++++ The data ++++

PR #1814, opened 2021-02-25
Struct to string casting functionality

### LINKED ISSUE #1698: [FEA] Support casting structs to string
Sub feature of #1604, but does not require cudf implementation. Can be accomplished with recursive casts and a string concatenate of the resulting columns.

rwlee:
Resolves #1698
Requires https://github.com/rapidsai/cudf/pull/7406 -- draft until that PR is merged

Inherits incompatibility of base casting -- e.g. floats -- because casting is used recursively


sql-plugin/src/main/scala/com/nvidia/spark/rapids/GpuCast.scala
```diff
@@ -484,6 +488,59 @@ case class GpuCast(
...
+      }
+      withResource(GpuScalar.from(" ", StringType)) { separatorScalar =>
+        spaceColumn = ColumnVector.fromScalar(separatorScalar, input.getRowCount().toInt)
+      }
+      withResource(GpuScalar.from("[", StringType)) { bracketScalar =>
+        columns += ColumnVector.fromScalar(bracketScalar, input.getRowCount().toInt)
+      }
+      withResource(input.getBase().getChildColumnView(0)) { childView =>
+        columns += childView.asStrings()
+        coreColumns += childView.asStrings()
```
revans2, line 509: Casting to strings twice is expensive. We should just increment the reference count instead.

sql-plugin/src/main/scala/com/nvidia/spark/rapids/GpuCast.scala
```diff
@@ -484,6 +488,59 @@ case class GpuCast(
...
+        separatorColumn = ColumnVector.fromScalar(separatorScalar, input.getRowCount().toInt)
+      }
+      withResource(GpuScalar.from(" ", StringType)) { separatorScalar =>
+        spaceColumn = ColumnVector.fromScalar(separatorScalar, input.getRowCount().toInt)
+      }
+      withResource(GpuScalar.from("[", StringType)) { bracketScalar =>
+        columns += ColumnVector.fromScalar(bracketScalar, input.getRowCount().toInt)
+      }
+      withResource(input.getBase().getChildColumnView(0)) { childView =>
+        columns += childView.asStrings()
```
revans2, line 508: Why are we not recursively having the sub-columns cast to strings? There is a lot of formatting that this is not going to properly cover.

sql-plugin/src/main/scala/com/nvidia/spark/rapids/GpuCast.scala
```diff
@@ -484,6 +488,59 @@ case class GpuCast(
...
+        coreColumns += childView.asStrings()
+      }
+
+      for(childIndex <- 1 until input.getBase().getNumChildren()) {
+        withResource(input.getBase().getChildColumnView(childIndex)) { childView =>
+          columns += separatorColumn
+          columns += spaceColumn.mergeAndSetValidity(BinaryOp.BITWISE_AND, childView)
```
revans2, line 515: null handling of child columns is configurable in the latest versions of spark just like the brackets are, this has changed since 3.0.0. If it is not the legacy behavior, then we append "null" for null values.

 https://github.com/apache/spark/blob/4a3200b08ac3e7733b5a3dc7271d35e6872c5967/sql/catalyst/src/main/scala/org/apache/spark/sql/catalyst/expressions/Cast.scala#L387

https://github.com/apache/spark/blob/4a3200b08ac3e7733b5a3dc7271d35e6872c5967/sql/catalyst/src/main/scala/org/apache/spark/sql/catalyst/expressions/Cast.scala#L395

Otherwise it appears to be an empty string.

It would also be nice to have a comment explaining what is happening, because the BITWISE_AND is not obvious.

sql-plugin/src/main/scala/com/nvidia/spark/rapids/TypeChecks.scala
```diff
@@ -766,7 +766,7 @@ class CastChecks extends ExprChecks {
   val mapChecks: TypeSig = none
   val sparkMapSig: TypeSig = STRING + MAP.nested(all)
 
-  val structChecks: TypeSig = none
+  val structChecks: TypeSig = STRING
```
revans2, line 769: We probably need some updates to how this checks nested types, because this currently says that we can cast a struct of anything to a string, and that is not technically true.  We are going to need to be recursive in how we check because we still want things like floats being cast to strings only working if we have enabled it.

https://github.com/NVIDIA/spark-rapids/blob/de00b8a238201334bd59bedcebb76e8d5022e2c2/sql-plugin/src/main/scala/com/nvidia/spark/rapids/RapidsConf.scala#L530

sql-plugin/src/main/scala/com/nvidia/spark/rapids/GpuCast.scala
rwlee: I was also leaking the second column, oops

sql-plugin/src/main/scala/com/nvidia/spark/rapids/GpuCast.scala
rwlee: This was pretty nasty to implement because getting the struct column's child columns only returns `ColumnView`. Recursively calling `doColumnar` required copying each column to create a `ColumnVector`. These copies are unnecessary as far as I can tell, may be worth a followup PR.

sql-plugin/src/main/scala/com/nvidia/spark/rapids/GpuCast.scala
rwlee: Added some comments and there's a whole bunch of changes to support the new `3.1.0+` behavior with legacy support

sql-plugin/src/main/scala/com/nvidia/spark/rapids/TypeChecks.scala
rwlee: I've added recursive checks to the struct type checking when tagging the expression for GPU. `TypeChecks.scala` definition and `supported_ops.md` documentation will continue to believe that struct to string casting has blanket support -- should there be an extra note in the `supported_ops.md` documentation?

sql-plugin/src/main/scala/com/nvidia/spark/rapids/GpuCast.scala
```diff
@@ -485,6 +509,105 @@ case class GpuCast(
...
+    val columns: ArrayBuffer[ColumnVector] = new ArrayBuffer[ColumnVector]()
+    // coreColumns tracks the casted child columns
+    val coreColumns: ArrayBuffer[ColumnVector] = new ArrayBuffer[ColumnVector]()
+
+    try {
+      withResource(GpuScalar.from(leftBracket, StringType)) { bracketScalar =>
+        columns += ColumnVector.fromScalar(bracketScalar, input.getRowCount().toInt)
+      }
+      withResource(input.getBase().getChildColumnView(0)) { childView =>
+        withResource(childView.copyToColumnVector()) { childVector =>
```
revans2, line 527: Why do we need to copy this to a column vector? I understand because of the APIs we have right now it is needed, but it would be nice to avoid the copy if possible.

sql-plugin/src/main/scala/com/nvidia/spark/rapids/GpuCast.scala
```diff
@@ -485,6 +509,105 @@ case class GpuCast(
...
+          columns += doColumnar(GpuColumnVector.from(childVector, inputSchema(0).dataType))
+        }
+      }
+
+      if(legacyCastToString) {
```
revans2, line 532: nit there is usually a space after the if

sql-plugin/src/main/scala/com/nvidia/spark/rapids/GpuCast.scala
```diff
@@ -485,6 +509,105 @@ case class GpuCast(
...
+            columns.toArray[ColumnView])) { fullResult =>
+            // Merge the validity of all child columns, fully null rows are null in the result
+            withResource(fullResult.mergeAndSetValidity(BinaryOp.BITWISE_OR,
+              coreColumns: _*)) { nulledResult =>
+              // Reflect the struct column's validity vector in the result
+              nulledResult.mergeAndSetValidity(BinaryOp.BITWISE_AND, input.getBase(), nulledResult)
+            }
+          }
+        }
+      } else {
```
revans2, line 569: The code in the if and else are a little long. it might be nice to either move it into separate methods, or find a way to commonize the code a bit more.

integration_tests/src/main/python/struct_test.py
```diff
@@ -57,3 +57,20 @@ def test_orderby_struct_2(data_gen):
         lambda spark : append_unique_int_col_to_df(spark, unary_op_df(spark, data_gen)),
         'struct_table',
         'select struct_table.a, struct_table.uniq_int from struct_table order by uniq_int')
+
+# conf with legacy cast to string on
+legacy_complex_types_to_string = {'spark.sql.legacy.castComplexTypesToString.enabled': 'true'}
+# @pytest.mark.parametrize('data_gen', [StructGen([["first", boolean_gen], ["second", byte_gen], ["third", short_gen], ["fourth", int_gen], ["fifth", long_gen], ["sixth", string_gen], ["seventh", date_gen], ["eighth", float_gen], ], ["ninth", double_gen], ["tenth", timestamp_gen]])], ids=idfn)
```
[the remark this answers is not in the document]
rwlee: This set of data gens include `incompat` types (float, double, timestamp), the line below it leaves them out. Because we use a recursive cast to string, we inherit the `incompat` issues and can't test them using a strict cpu and gpu comparison. This seemed like a reasonable way to leave the complete and ideal test set in, so what's actually running isn't accepted as exhaustive.

docs/supported_ops.md
```diff
@@ -18395,7 +18395,7 @@ and the accelerator produces the same result.
 <td> </td>
 <td> </td>
 <td> </td>
-<td><b>NS</b></td>
+<td>S</td>
```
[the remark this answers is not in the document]
rwlee: There is already a note addressing that in the header of the cast section. Should I include it inside the table as well?

sql-plugin/src/main/scala/com/nvidia/spark/rapids/GpuCast.scala
rwlee: Ideally we would not copy this column vector, which is why I had been using `toString` in earlier iterations. How might I avoid this copy?

docs/supported_ops.md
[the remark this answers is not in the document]
revans2: Yes, I personally think it would be good to have it documented here so it is clear to the end user.  We can do that in the TypeSig with a `.psNote`

sql-plugin/src/main/scala/com/nvidia/spark/rapids/GpuCast.scala
revans2: The signature of `doColumnar` takes a `GpuColumnVector` It uses the `GpuColumnVector` to extract its Spark data type so it can do the cast. A `ColumnVector` is a `ColumnView`. As such I would propose that we insert another API in between that we could use for recursive calls.

```
override def doColumnar(input: GpuColumnVector): ColumnVector =
    doColumnar(input.getBase, input.dataType())

private def doColumnar(input: ColumnView, sparkType: DataType): COlumnVector = {
   (sparkType, dataType) match {
      ...
   }
}
```

Then you can call the new doColumnar without making  copy of the data.

```
withResource(input.getBase().getChildColumnView(0)) { childView =>
  columns += doColumnar(childView, inputSchema(0).dataType)
}
```

integration_tests/src/main/python/struct_test.py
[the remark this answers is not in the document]
revans2: because `data_gen` is parameterized, I personally would prefer a version of it with the failing types marks with xfail and reason on the xfail pointing to the issue(s) that are causing it to fail. I am fine with the commented out code so long as it also has a comment explaining why it is commented out, and ideally a link to the issue(s) that need to be fixed for it.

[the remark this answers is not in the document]
rwlee: Changed to xfail for the 3 failing types.

sql-plugin/src/main/scala/com/nvidia/spark/rapids/GpuCast.scala
rwlee: There a few things around decimal casting that didn't translate nicely. In some cases they want to do a zero-copy, so I've filtered them out in the `GpuColumnVector` wrapper API. In those cases, if those cases are found when doing a `ColumnView` cast, it's copied to a ColumnVector. Reworking the decimal support to be `ColumnView` friendly version can be done in a follow up PR if necessary, but it seemed a bit out of scope and was non-trivial.

sql-plugin/src/main/scala/com/nvidia/spark/rapids/GpuCast.scala
rwlee: They approaches are different enough that I opted to split the code into separate methods. There's a lot of similarities, but how nulls are handled is too different to cleanly parameterize.

sql-plugin/src/main/scala/com/nvidia/spark/rapids/GpuCast.scala
```diff
@@ -90,14 +97,27 @@ class CastExprMeta[INPUT <: CastBase](
         "The first step may lead to precision loss. To enable this operation on the GPU, set " +
         s" ${RapidsConf.ENABLE_CAST_STRING_TO_FLOAT} to true.")
     }
+    if (fromDataType.isInstanceOf[StructType]) {
+      val checks = rule.getChecks.asInstanceOf[CastChecks]
```
revans2, line 101: When the tests run I get an error here
```
E                   py4j.protocol.Py4JJavaError: An error occurred while calling o83756.collectToPython.
E                   : java.lang.ClassCastException: scala.Some cannot be cast to com.nvidia.spark.rapids.CastChecks
E                   	at com.nvidia.spark.rapids.CastExprMeta.recursiveTagExprForGpuCheck(GpuCast.scala:100)
E                   	at com.nvidia.spark.rapids.CastExprMeta.tagExprForGpu(GpuCast.scala:44)
E                   	at com.nvidia.spark.rapids.BaseExprMeta.tagSelfForGpu(RapidsMeta.scala:761)
E                   	at com.nvidia.spark.rapids.RapidsMeta.tagForGpu(RapidsMeta.scala:267)
```

Please update it to 

```
val checks = rule.getChecks.get.asInstanceOf[CastChecks]
```

revans2 (changes requested):

sql-plugin/src/main/scala/com/nvidia/spark/rapids/GpuCast.scala
revans2: Could we have a follow on issue to clean this up? The issue appears to be because of incRefCount, and there should be ways for us to work around that without too much difficulty.

revans2:
build

sql-plugin/src/main/scala/com/nvidia/spark/rapids/GpuCast.scala
rwlee: #2043

revans2 (approved):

++++

## Activity
Copy all lines above containing the string "blob".

## Task response
 https://github.com/apache/spark/blob/4a3200b08ac3e7733b5a3dc7271d35e6872c5967/sql/catalyst/src/main/scala/org/apache/spark/sql/catalyst/expressions/Cast.scala#L387
https://github.com/apache/spark/blob/4a3200b08ac3e7733b5a3dc7271d35e6872c5967/sql/catalyst/src/main/scala/org/apache/spark/sql/catalyst/expressions/Cast.scala#L395
https://github.com/NVIDIA/spark-rapids/blob/de00b8a238201334bd59bedcebb76e8d5022e2c2/sql-plugin/src/main/scala/com/nvidia/spark/rapids/RapidsConf.scala#L530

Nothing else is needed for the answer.